In order to determine which primer scheme, file, and associated read lengths to use, that information is gathered from ./scheme_details.csv.

Summary of ./scheme_details.csv fields:

• primer_scheme: how the scheme is labeled in the 'Primer Scheme' column of the --meta file
• scheme: the scheme value passed to artic minion (name of primer scheme)
• scheme_version: the --scheme-version value passed to artic minion
• scheme_dir: the --scheme-directory value passed to artic minion
• max: the --max-length value passed to artic guppyplex
• min: the --min-length value passed to artic guppyplex

To ensure artic can access any primer schemes you add, make sure the directory structure looks like this:

<scheme_dir>
├── <scheme>   # Contains 1 or more scheme version directories
│   └── <scheme_version>   # Contains scheme files
│       ├── <scheme>.primer.bed
│       └── <scheme>.reference.fasta

For more details about *.primer.bed files, see artic's Primer Scheme page.

Read filtering

This pipeline filters out reads in three steps.

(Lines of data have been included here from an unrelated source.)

PR #18706, opened 2021-06-29
[crow] update to v0.3+1 (0.3.1)

luca-schlecker:
Signed-off-by: Luca Schlecker <luca.schlecker@hotmail.com>

**Describe the pull request**
Updates crow to version `v0.3+1`. In vcpkg, `0.3.1` is used though, because of the problems described here:
https://github.com/CrowCpp/crow/issues/159.

Yes


NancyLi1013 (approved):

ras0219-msft:
Cross-post from https://github.com/CrowCpp/crow/issues/159#issuecomment-872298971:

>What about using 0.3.1 and vcpkg's version scheme? It is explicitly not semver (that's version-semver) and has no semantic meaning other than lexicographic ordering.
>
>Using version-string is really unfortunately, because it almost completely prevents us from performing version analysis.

ras0219-msft:
Thanks!

PR #18707, opened 2021-06-29
[clapack] Fix the CLAPACK_FOUND issue and F2C_FOUND issue

### LINKED ISSUE #18679: CLAPACK_FOUND used before initialized?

1. artic guppyplex removes reads based on provided maximum and minimum values. These values are found in ./scheme_details.csv and can be edited there, as desired.
2. kraken2 filters out all human-like reads, leaving primarily SARS-CoV-2 reads.
   • Only the unclassified reads are retained, so if a different database is specified, make sure it doesn't have SARS-CoV-2 included.
3. porechop filters out adapter sequences, barcodes, and primer sequences.
   • After installing Porechop (via ./prepare_envs.sh), additional adapters can be filtered out if added to ./Porechop/porechop/adapters.py.